Dass den Klimaseniorinnen diese Ausgangslage nicht egal ist, ist in meinen Augen urfeministisch und auch sehr christlich.

Als Frauen sind die Klimaseniorinnen von den zunehmenden Hitzesommern besonders betroffen. Was sie in Strassburg erkämpft haben, kommt jedoch nicht ihnen, sondern den nachfolgenden Generationen zugute. «Wenn alle Länder so weitermachen wie die Schweiz, wird sich die Erde um drei Grad erhitzen», sagt Hürlimann. Das führt zu enormen Risiken, für die alten Frauen und für die nachfolgende Generation. Dass den Klimaseniorinnen diese Ausgangslage nicht egal ist, ist in meinen Augen urfeministisch und auch sehr christlich.»

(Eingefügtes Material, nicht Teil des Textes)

PR #1077, opened 2025-12-29
perf(foldtext): cache fold highlights by state

seflue:
## Summary

Navigation over folded sections in larger org files felt sluggish due to repeated treesitter queries on every cursor move.

This PR optimizes foldtext highlighting by checking fold state before using cached values. Cache hit when fold state unchanged, full recompute only when folds toggle.

**Before:** `foldtext.on_line` was the top profiler hotspot
**After:** No longer appears in profiler results

Navigation feels now much snappier.

## Changes

- Check `foldclosed()` before using cached highlights (very cheap)
- Cache hit when fold state unchanged, skip expensive `treesitter.get_captures_at_pos()`
- Full recompute only when fold actually toggles
- Remove unused `utils` import

## Checklist

I confirm that I have:

- [ ] **Added tests** (if applicable) and verified existing tests pass with `make test`.

### DIFF
--- a/tests/plenary/colors/foldtext_spec.lua
+++ b/tests/plenary/colors/foldtext_spec.lua
@@ -1,0 +1,398 @@
+local helpers = require('tests.plenary.helpers')
+local config = require('orgmode.config')
+local org = require('orgmode')
+local api = vim.api
+
+describe('foldtext highlighter', function()
+  local ns_id = api.nvim_create_namespace('org_custom_highlighter')
+
+  local function setup_file_with_folds(content)
+    -- Enable colored folds so foldtext extmarks are used
+    config.ui.folds.colored = true
+    helpers.create_file(content)
+    -- Disable ephemeral mode so extmarks persist and are queryable
+    -- Must be set after create_file initializes the highlighter
+    ---@diagnostic disable-next-line: invisible
+    org.highlighter._ephemeral = false
+  end
+
+  ---Get the column position of the foldtext ellipsis extmark on a line.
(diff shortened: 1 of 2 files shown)


lua/orgmode/colors/highlighter/init.lua
```diff
@@ -81,25 +81,27 @@ function OrgHighlighter:_on_win(_, win, bufnr, topline, botline)
...
 ---@param bufnr number
 ---@param line number
 ---@param use_cache? boolean
-function OrgHighlighter:_on_line_impl(bufnr, line, use_cache)
+function OrgHighlighter:_on_line_impl(bufnr, line, use_cache, winid)
   if self.buffers[bufnr].tree then
     self.markup:on_line(bufnr, line, self.buffers[bufnr].tree, use_cache)
     self.stars:on_line(bufnr, line)
-    self.foldtext:on_line(bufnr, line)
+    if require('orgmode.config').ui.folds.colored then
```
kristijanhusak: Let's remove the check here and return early inside the `foldtext:on_line` since `OrgFoldText` already has `config` imported.

kristijanhusak (changes requested):
Thanks for the PR! Looks great! Let's just move the check as suggested and it's good to go.

lua/orgmode/colors/highlighter/init.lua
seflue: Done.

kristijanhusak (approved):
Thanks!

Demonstrieren statt Kuchen backen

An Molinaris Seite kämpft die Co-Präsidentin der Klimaseniorinnen, Rosmarie Wydler-Wälti, Jahrgang 1950. Bereits als junge Mutter nahm sie mit ihren Kindern an Friedensmärschen und Demonstrationen teil – dies, obwohl viele Menschen in ihrem Umfeld dies als unschicklich betrachteten. Beirren liess sie sich davon jedenfalls nicht. Seit der Anhörung vor dem EGMR im März 2023 bekommt Wydler-Wälti viele Reaktionen auf den Aktivismus der Klimaseniorinnen, darunter auch zahlreiche Hassmails: «Einer schreibt, dass man solche Frauen früher auf dem Scheiterhaufen verbrannt habe. ‹Geht doch Kuchen backen› oder ‹Kümmert euch um eure Kinder und Enkelkinder›, schimpfen andere.» So berichtet Brigitte Hürlimann im Buch. Wydler-Wälti geht nicht auf die gehässigen Botschaften ein: «Sollen sie uns als Hexen bezeichnen. Hexen waren starke Frauen. Das ist ein Kompliment. Und ein Zeichen, dass sie uns ernst nehmen.»

Bruna Molinari sieht in der Arbeit der Klimaseniorinnen eine dringende Notwendigkeit: «Es ist unbedingt nötig, dass wir Alten etwas tun», sagt sie. «Wir sind für die Situation von heute mitverantwortlich. Wir dürfen die Jungen nicht im Stich lassen. Wir müssen dafür sorgen, dass sich die Situation wenigstens nicht verschlimmert.»

 

Europarat: Schweiz macht Fortschritte, aber CO2-Budget fehlt weiterhin

Das Ministerkomitee des Europarats überprüft laufend die Umsetzung des EGMR-Klimaurteils der Klimaseniorinnen. Bei der zweiten Prüfung (15.–17. September 2025) nach der ersten im März 2025 lobte es die Schweiz für ihren umfassenden Rechtsrahmen zur Klimaneutralität bis 2050. Hauptkritik bleibt das Fehlen eines 1,5°C-kompatiblen nationalen CO2-Budgets. Die geplanten 620 Mio. Tonnen Emissionen bis 2050 übersteigen den Schweizer Bevölkerungsanteil um das Dreifache. Das Komitee empfiehlt eine unabhängige Überwachungsstelle.